All paths require the bearerAuth + deviceKey security combination.

6. Milestones

M3.1 — Daemon + tunnel (Week 10)

  • pccx-remote binary skeleton (Tokio + Axum).

  • WireGuard control plane via boringtun-rs (userspace impl).

  • Device-key registration flow; first end-to-end handshake.

M3.2 — Auth (Week 11)

  • OIDC redirect flow (via oxide-auth or openidconnect).

  • WebAuthn challenge + verification (via webauthn-rs).

  • RBAC policy table + can(...) predicate.

M3.3 — Zero-trust posture (Week 11)

  • Every request signed; signature verified by the receiving side.

  • Append-only audit log (SQLite with FTS, replicated to S3-compatible store).

M3.4 — Session manager (Week 12)

  • overlayfs sandbox + cgroup v2 resource limits.

  • Multi-concurrent sessions per user.

  • Kill-switch latency SLA < 200 ms.

M3.5 — Web client (Week 12)

  • GATED on M3.1-M3.3 complete. No remote UI before the auth layer lands.

  • WASM build of pccx-ide’s data-plane surfaces (trace viewer, report panel) — full IDE feature parity deferred to Phase 4.

M3.6 — External pentest + STRIDE review (Week 13)

  • Hire an external auditor for a 1-week engagement.

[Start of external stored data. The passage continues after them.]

PR #2185, opened 2015-09-06
Fixes an issue I've introduced with #2026

JN-Jones:
Apparently neither "0" nor "false" get "my_date" to calculate the offset correctly so reverted it to an empty string and edited the doc block to reflect that behavior

As it's a leftover of #2026 I won't create a new issue for this.


euantorano:
Looks good to me. I'll confirm it works locally in a minute or two and then merge.

euantorano:
Seems to work, merging.

PR #2186, opened 2015-09-06
Initialise $bcc_form_val to an empty string.

euantorano:
If the `$bcc_recipients` array is empty, the `$bcc_form_val` should be an empty string.

Signed-off-by: Euan Torano <euantorano@gmail.com>


JN-Jones:
Haven't found any more issues. Merging

PR #2187, opened 2015-09-06
Use `validate_user()` when updating theme

euantorano:
Fixing the issue caused by not checking the user before updating. This should fix the immediate issue.

Signed-off-by: Euan Torano <euantorano@gmail.com>


JN-Jones:
Works

Issue #2184, opened 2015-09-05
Quick edit not working when thread prefix is required


Devilshakerz:
The `There was an error editing your reply: This forum requires a thread prefix to be set. Please select a valid prefix.` error shows up when trying to save post content in quick edit mode and thread prefixes are required in the forum the thread belongs to.
Most likely caused by https://github.com/mybb/mybb/pull/1984 (#1961)

PR #2188, opened 2015-09-06
Fixes an issue where the quickedit throws an issue if the forum requi…

JN-Jones:
…res prefixes

Since 1.8.6 the posthandler checks the prefix for firstposts (to avoid that you're able to remove the prefix later again), however as the quickedit doesn't set the prefix the post handler throws an error. To avoid rewriting the post handler (which doesn't know whether or not it's a quickedit or a full edit request) I've simply added the current prefix for the post handler

Caused by: https://github.com/mybb/mybb/pull/1984 #2184


euantorano:
Seems to work for me, merging.

PR #2192, opened 2015-09-10
Fixes #2191 Issue with user awaiting activation

### LINKED ISSUE #2191: Issue with user awaiting activation
When you create a new user from the ACP and select his primary group as **awaiting activation**, you can see in the forums, the red alert with the legend of **there is "x" amount of users waiting activation**, and after a link to activate them through the ACP.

  • STRIDE threat model delivered as a tracked doc.

  • Any CRITICAL / HIGH finding blocks Phase 3 close.

7. Crypto choices

  • No innovation. Only proven primitives.

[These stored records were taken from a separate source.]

PR #2193, opened 2015-09-10
Fixes #1959 enhanced numeric option setting

### LINKED ISSUE #1959: Proposition : enhanced numeric option setting

JN-Jones:
#1959

This is just #1960 atm, however I'll fix the issues mentioned there when I've time (so hopefully tomorrow).


admin/modules/config/settings.php
```diff
@@ -1186,7 +1186,20 @@
 			}
 			else if($type[0] == "numeric")
 			{
-				$setting_code = $form->generate_numeric_field($element_name, $setting['value'], array('id' => $element_id));
+				$field_options = array('id' => $element_id);
+				if (count($type)>1)
```
Stefan-ST: Coding standards...

JN-Jones: As already said: it's just a copy of the old PR without any work and is still WIP...

euantorano:
What's the status on this, are there any other planned enhancements?

admin/modules/config/settings.php
```diff
@@ -1186,7 +1186,24 @@
...
+				{
+					for($i=1; $i < count($type); $i++)
+					{
+						$optionsexp = explode("=", $type[$i]);
+						$opt = array_map('trim', $optionsexp);
+						if(in_array($opt[0], array('min', 'max', 'step')))
+						{
+							if($opt[0] != 'step' || $opt[1] != 'any')
+							{
+								$opt[1] = (int)$opt[1];
```
Destroy666x: Floats are also numeric. https://github.com/mybb/mybb/pull/1915/files

Destroy666x:
@euantorano 

> Note that this isn't tested yet and likely an upgrade script is required for old installations.

install/resources/settings.xml
```diff
@@ -234,7 +234,8 @@ email=Sent via Email]]></optionscode>
 			<description><![CDATA[Here you can set the number of next and previous page links to show in the pagination for threads or forums with more than one page of results.]]></description>
 			<disporder>12</disporder>
 			<optionscode><![CDATA[numeric]]></optionscode>
-			<settingvalue><![CDATA[5]]></settingvalue>
+			<settingvalue><![CDATA[5
```
Destroy666x: Why did you change values rather than optioncodes?

euantorano:
Must have missed that, oops!

Cu8eR:
Guys, is there any way to merge this soon? I would like to fix my PR #2299

JN-Jones:
I still need to fix a few issues with this and I doubt this would merge without problems anyway. However as I've been quite busy for the last couple of months I need to update my working copy first and look at some other things I may have missed. I'll try to get it done rather sooner than later but can't promise as I've still a few other things to work on.

admin/modules/config/settings.php
JN-Jones: Done

install/resources/settings.xml
JN-Jones: Must've been pretty late when I've done it. Going to change it with the next commit

JN-Jones:
Ok, I've fixed the issues @Destroy666x mentioned before (as long as I haven't missed anything which I'll check after GitHub decides to show the diff again). However I still need to check whether the settings are synchronised or whether an upgrade script is needed and whether at least `min` and `max` need to be validated after saving the settings to avoid some script kid playing with the source code again.

JN-Jones:
Optionscodes seem to be updated automatically so no change there. Added a check for `min` and `max` to avoid issues with that. What we should discuss is whether we need a special check for `step`. According to W3C the step parameter not only specifies the step itself but also the values that can be entered (eg step=1 only allows integers, step=2 only 2,4,6 and so on) however not all browser mirror that. As that's the case I'd say we can ignore it too (which means this PR is ready for testing). @Destroy666x @euantorano @Stefan-ST

JN-Jones:
Anyone?

JN-Jones:
Can we get this merged so @Cu8eR can work on #2193 so we can fix both in 1.8.9? @mybb/sqa

PaulBender:
Works for me

PR #2195, opened 2015-09-13
Fixes #1567 It's impossible to send a PM to a user with a short username

### LINKED ISSUE #1567: It's impossible to send a PM to a user with a short username
If a username is shorter than 3 characters it impossible to send him a PM because Select2 doesn't accept anything that short.

PaulBender:
Fixes #1567

- Shortens minimumInputLength to ~~1~~ 2
- Removed maximumSelectionSize on all select2 that aren't multiples
- Tied maximumSelectionSize to maxpmrecipients for PMs
- Centralized select2 placeholder language strings to the global language file (pointless to keep the same string scattered across 7 language files)

### DIFF
--- a/admin/modules/forum/management.php
+++ b/admin/modules/forum/management.php
@@ -2594,7 +2594,6 @@ document.write('".str_replace("/", "\/", $field_select)."');
 		$("#username").select2({
 			placeholder: "'.$lang->search_for_a_user.'",
 			minimumInputLength: 3,
-			maximumSelectionSize: 3,
 			multiple: false,
 			ajax: { // instead of writing the function to execute the request we use Select2\'s convenient helper
 				url: "../xmlhttp.php?action=get_users",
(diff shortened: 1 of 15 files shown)


Stefan-ST:
I don't think minimumInputLength shouldn't be 1. It makes not much sense to display suggestions after one or two entered characters because there are probably too many matches (and it only displays 15?).

PaulBender:
Should minimumInputLength be 2 then?

Cu8eR:
I suggest 2

PaulBender:
Okay, I've increased it to 2.

JN-Jones:
Can anybody check this? Would be good to have this in 1.8.6

euantorano:
I'll try and test this tomorrow night if I get time.

PaulBender:
We should get this merged.

euantorano:
Tried and tested, seems to work fine for me. Merging.

PR #2200, opened 2015-09-17
Fixes #2103 Undefined variable in warnings datahandlers

### LINKED ISSUE #2103: Undefined variable in warnings datahandlers
https://github.com/mybb/mybb/blob/feature/inc/datahandlers/warnings.php#L491 "&#36;groupscache" is never loaded/globalized in that file.

Original thread: [Undefined variable in warnings datahandlers](http://community.mybb.com/thread-171789.html)

PaulBender:
Fixes #2103

### DIFF
--- a/inc/datahandlers/warnings.php
+++ b/inc/datahandlers/warnings.php
@@ -362,7 +362,7 @@ class WarningsHandler extends DataHandler
 	*/
 	function update_user($method='insert')
 	{
-		global $db, $mybb, $lang;
+		global $db, $mybb, $lang, $groupscache;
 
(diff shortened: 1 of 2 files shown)


Destroy666x:
I don't like this solution - it's incomplete. The variable may be still undefined if the function is called by a plugin, for instance. A code like this could be added to the function:
```php
if(!is_array($groupscache))
{
	$groupscache = $cache->read("usergroups");
}
```

Same thing should be done in `warnings.php` btw: https://github.com/mybb/mybb/blob/feature/warnings.php#L370 It's not defined there either.

PaulBender:
Added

  • WireGuard → ChaCha20-Poly1305 + Curve25519 + BLAKE2s (standard).

  • JWT → Ed25519 signatures.

  • At-rest per-project encryption → age (XChaCha20-Poly1305 + X25519).

  • TOTP deprecated in favour of WebAuthn (TOTP code interception has been exploited at scale).

8. Non-goals

  • Multi-tenant SaaS. pccx-remote is single-operator, self-hosted.

  • Streaming video of the remote session (RDP-style). The native Tauri client renders locally from typed IPC messages only.

  • Windows host. Linux primary, macOS best-effort; Windows sessions are client-only.

9. Open questions

  • YubiKey vs TPM for device keys: YubiKey is portable (one token works on multiple workstations); TPM is built-in but non-portable. Recommend: YubiKey default, TPM fallback behind config flag.

  • Audit log storage: SQLite WAL on the box + nightly S3 replication, vs. real-time shipping to S3. Real-time is more secure (insider can’t tamper in-flight) but adds an SPoF. Resolve at M3.3.